**ABOUT THIS TASK**:
Copy all lines containing the string "local" from the records below.

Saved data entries
┄┄┄┄┄┄

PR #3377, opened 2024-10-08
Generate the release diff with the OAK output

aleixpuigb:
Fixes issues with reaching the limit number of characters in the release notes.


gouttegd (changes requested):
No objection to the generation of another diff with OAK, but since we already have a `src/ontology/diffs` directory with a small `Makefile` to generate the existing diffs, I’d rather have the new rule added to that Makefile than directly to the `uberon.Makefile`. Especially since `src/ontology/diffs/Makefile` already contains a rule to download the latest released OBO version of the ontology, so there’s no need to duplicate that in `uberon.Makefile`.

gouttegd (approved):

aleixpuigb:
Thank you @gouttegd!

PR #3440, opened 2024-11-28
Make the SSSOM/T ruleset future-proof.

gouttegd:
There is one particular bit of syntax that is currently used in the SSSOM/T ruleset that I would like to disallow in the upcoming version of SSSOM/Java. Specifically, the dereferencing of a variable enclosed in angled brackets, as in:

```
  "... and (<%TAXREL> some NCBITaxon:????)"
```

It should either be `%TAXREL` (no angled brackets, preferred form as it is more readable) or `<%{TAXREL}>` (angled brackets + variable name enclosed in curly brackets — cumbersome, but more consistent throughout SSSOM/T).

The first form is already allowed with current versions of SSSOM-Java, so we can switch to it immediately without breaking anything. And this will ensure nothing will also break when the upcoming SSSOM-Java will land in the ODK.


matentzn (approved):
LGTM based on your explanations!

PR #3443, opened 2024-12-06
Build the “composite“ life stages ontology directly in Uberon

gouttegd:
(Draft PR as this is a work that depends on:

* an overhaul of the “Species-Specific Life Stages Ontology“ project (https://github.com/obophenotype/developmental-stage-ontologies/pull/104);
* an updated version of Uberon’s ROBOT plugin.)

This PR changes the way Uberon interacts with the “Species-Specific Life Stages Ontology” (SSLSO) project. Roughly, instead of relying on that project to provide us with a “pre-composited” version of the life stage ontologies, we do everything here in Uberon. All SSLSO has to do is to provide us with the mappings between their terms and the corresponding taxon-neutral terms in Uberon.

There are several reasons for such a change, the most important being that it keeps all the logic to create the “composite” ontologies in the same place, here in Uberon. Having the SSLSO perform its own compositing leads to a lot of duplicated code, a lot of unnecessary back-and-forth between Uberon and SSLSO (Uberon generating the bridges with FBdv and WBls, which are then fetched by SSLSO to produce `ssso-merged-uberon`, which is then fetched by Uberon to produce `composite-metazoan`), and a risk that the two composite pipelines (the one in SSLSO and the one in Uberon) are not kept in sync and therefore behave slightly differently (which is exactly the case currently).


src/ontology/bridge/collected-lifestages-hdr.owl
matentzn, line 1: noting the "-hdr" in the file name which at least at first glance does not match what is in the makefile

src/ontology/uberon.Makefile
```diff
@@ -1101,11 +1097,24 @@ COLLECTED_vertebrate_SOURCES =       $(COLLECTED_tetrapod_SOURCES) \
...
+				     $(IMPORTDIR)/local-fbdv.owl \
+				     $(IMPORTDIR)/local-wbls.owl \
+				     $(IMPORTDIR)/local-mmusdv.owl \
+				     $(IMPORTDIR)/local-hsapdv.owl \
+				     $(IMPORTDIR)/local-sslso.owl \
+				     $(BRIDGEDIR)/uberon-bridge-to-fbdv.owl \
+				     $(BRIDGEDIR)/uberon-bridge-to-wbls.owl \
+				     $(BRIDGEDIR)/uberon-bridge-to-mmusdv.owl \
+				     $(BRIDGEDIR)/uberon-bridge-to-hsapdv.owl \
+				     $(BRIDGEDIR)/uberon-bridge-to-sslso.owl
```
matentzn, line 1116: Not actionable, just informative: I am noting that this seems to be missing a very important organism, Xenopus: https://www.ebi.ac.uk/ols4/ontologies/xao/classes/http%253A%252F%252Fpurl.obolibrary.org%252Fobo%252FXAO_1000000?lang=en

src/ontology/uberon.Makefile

┄┄┄┄┄┄

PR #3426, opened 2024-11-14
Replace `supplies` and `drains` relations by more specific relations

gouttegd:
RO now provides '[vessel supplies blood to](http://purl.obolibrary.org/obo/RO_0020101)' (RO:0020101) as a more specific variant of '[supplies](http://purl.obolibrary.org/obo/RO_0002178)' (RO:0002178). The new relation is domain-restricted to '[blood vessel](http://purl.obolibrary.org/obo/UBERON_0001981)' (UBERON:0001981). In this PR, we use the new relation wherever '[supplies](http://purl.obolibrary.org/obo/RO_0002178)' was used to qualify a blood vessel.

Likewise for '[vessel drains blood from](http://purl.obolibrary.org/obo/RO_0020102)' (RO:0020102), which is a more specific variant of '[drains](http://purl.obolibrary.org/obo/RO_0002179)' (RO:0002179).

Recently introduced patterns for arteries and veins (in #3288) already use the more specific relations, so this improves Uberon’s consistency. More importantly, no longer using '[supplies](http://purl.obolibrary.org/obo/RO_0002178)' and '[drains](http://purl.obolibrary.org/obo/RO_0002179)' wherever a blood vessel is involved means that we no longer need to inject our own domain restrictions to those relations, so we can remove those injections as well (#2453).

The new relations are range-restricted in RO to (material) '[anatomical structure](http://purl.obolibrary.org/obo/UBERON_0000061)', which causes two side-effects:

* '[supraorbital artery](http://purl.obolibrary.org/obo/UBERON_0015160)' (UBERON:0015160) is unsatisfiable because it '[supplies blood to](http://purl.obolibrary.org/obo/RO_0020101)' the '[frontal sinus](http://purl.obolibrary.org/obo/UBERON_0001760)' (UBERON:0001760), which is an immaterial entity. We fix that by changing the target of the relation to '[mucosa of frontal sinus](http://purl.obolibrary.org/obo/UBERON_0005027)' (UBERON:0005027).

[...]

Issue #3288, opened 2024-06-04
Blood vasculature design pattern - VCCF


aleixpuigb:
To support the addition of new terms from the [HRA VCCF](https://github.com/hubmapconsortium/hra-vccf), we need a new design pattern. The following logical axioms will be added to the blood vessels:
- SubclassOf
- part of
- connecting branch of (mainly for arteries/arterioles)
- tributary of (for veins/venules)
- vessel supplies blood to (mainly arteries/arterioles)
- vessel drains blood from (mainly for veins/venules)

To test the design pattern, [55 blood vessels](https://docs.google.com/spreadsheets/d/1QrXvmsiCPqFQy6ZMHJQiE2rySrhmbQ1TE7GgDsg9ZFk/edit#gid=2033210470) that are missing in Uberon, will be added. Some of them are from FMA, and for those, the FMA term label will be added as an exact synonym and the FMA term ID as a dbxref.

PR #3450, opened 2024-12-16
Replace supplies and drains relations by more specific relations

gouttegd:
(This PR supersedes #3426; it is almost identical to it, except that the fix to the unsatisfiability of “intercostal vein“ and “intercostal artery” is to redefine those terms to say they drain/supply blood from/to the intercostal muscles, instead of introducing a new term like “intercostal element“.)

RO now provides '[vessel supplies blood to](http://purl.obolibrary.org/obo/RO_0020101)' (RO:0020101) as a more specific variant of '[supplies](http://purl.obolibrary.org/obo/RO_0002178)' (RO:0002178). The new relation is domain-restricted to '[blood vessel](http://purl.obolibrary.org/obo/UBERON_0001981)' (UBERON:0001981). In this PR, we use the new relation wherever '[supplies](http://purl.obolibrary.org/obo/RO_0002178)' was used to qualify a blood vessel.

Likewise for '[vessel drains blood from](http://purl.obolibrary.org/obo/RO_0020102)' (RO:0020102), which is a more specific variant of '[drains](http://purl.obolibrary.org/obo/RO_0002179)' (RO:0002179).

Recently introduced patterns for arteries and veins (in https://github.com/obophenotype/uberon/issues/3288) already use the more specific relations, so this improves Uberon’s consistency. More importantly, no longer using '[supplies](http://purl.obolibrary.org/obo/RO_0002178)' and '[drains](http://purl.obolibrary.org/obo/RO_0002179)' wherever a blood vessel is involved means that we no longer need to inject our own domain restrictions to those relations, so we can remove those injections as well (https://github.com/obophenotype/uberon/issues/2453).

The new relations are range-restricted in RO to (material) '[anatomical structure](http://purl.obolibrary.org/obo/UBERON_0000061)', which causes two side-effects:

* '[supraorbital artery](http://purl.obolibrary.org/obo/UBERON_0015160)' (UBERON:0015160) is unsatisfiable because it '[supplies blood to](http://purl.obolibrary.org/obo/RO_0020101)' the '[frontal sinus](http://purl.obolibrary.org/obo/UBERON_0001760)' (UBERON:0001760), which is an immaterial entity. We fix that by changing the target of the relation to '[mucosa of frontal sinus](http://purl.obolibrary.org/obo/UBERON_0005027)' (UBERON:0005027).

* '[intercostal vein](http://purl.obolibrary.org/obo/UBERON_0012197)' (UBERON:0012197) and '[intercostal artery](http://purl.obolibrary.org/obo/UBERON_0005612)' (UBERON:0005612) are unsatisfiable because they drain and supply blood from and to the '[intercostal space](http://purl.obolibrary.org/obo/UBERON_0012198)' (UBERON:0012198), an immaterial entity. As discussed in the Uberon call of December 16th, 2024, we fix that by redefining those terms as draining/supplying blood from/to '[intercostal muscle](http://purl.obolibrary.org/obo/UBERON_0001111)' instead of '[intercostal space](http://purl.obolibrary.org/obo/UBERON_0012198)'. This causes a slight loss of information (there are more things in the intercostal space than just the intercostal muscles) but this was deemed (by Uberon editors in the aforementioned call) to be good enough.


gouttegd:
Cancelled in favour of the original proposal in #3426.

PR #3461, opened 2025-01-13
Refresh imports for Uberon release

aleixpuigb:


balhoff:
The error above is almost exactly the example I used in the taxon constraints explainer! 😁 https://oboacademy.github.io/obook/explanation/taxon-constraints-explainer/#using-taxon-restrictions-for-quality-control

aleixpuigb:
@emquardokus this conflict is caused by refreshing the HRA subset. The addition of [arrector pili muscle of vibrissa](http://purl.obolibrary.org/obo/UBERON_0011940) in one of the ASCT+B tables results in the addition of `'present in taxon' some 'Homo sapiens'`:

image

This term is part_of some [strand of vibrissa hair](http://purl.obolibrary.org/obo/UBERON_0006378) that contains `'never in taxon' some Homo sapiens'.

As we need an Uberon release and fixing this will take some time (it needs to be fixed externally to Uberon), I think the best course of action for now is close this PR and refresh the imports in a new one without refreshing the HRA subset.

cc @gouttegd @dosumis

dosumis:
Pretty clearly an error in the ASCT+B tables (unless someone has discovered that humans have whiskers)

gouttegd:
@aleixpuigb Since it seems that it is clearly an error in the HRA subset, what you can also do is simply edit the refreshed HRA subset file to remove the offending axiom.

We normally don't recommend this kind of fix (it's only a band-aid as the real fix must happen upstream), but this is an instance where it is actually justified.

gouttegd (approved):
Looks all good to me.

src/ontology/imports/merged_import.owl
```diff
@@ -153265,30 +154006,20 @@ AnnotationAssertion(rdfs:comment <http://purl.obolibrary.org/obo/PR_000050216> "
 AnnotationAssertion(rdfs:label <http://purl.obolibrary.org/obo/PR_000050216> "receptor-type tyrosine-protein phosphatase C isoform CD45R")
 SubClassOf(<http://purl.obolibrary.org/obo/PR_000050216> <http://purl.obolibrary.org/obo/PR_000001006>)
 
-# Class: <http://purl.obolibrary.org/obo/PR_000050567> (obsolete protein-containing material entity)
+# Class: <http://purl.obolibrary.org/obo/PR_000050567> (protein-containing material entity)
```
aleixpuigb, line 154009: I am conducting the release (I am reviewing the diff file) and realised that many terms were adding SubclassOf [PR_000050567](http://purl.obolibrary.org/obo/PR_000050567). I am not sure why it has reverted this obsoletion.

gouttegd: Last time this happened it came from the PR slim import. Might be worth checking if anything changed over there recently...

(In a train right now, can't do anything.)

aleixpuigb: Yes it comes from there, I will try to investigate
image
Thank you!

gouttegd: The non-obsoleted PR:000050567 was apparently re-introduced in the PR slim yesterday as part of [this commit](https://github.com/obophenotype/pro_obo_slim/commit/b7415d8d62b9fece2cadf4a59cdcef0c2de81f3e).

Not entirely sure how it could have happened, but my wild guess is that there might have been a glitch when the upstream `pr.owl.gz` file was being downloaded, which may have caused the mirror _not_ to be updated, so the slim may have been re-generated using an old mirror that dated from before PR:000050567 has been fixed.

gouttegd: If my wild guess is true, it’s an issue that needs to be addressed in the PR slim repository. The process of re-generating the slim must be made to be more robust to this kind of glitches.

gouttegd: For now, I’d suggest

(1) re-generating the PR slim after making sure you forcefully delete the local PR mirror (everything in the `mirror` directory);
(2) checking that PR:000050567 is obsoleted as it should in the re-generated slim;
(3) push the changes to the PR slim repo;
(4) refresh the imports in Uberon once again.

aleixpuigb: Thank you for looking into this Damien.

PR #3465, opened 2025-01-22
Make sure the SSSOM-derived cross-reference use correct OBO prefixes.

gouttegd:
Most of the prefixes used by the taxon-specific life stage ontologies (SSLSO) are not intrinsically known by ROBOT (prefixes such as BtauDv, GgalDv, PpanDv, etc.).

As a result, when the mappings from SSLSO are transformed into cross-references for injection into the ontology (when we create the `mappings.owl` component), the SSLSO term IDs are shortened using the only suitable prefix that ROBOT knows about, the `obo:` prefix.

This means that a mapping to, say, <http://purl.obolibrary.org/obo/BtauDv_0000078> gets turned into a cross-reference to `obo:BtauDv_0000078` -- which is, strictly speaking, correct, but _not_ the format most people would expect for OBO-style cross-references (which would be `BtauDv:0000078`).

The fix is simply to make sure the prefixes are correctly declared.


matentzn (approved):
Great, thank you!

┄┄┄┄┄┄

**TASK RESULT**:
+				     $(IMPORTDIR)/local-fbdv.owl \
+				     $(IMPORTDIR)/local-wbls.owl \
+				     $(IMPORTDIR)/local-mmusdv.owl \
+				     $(IMPORTDIR)/local-hsapdv.owl \
+				     $(IMPORTDIR)/local-sslso.owl \
(1) re-generating the PR slim after making sure you forcefully delete the local PR mirror (everything in the `mirror` directory);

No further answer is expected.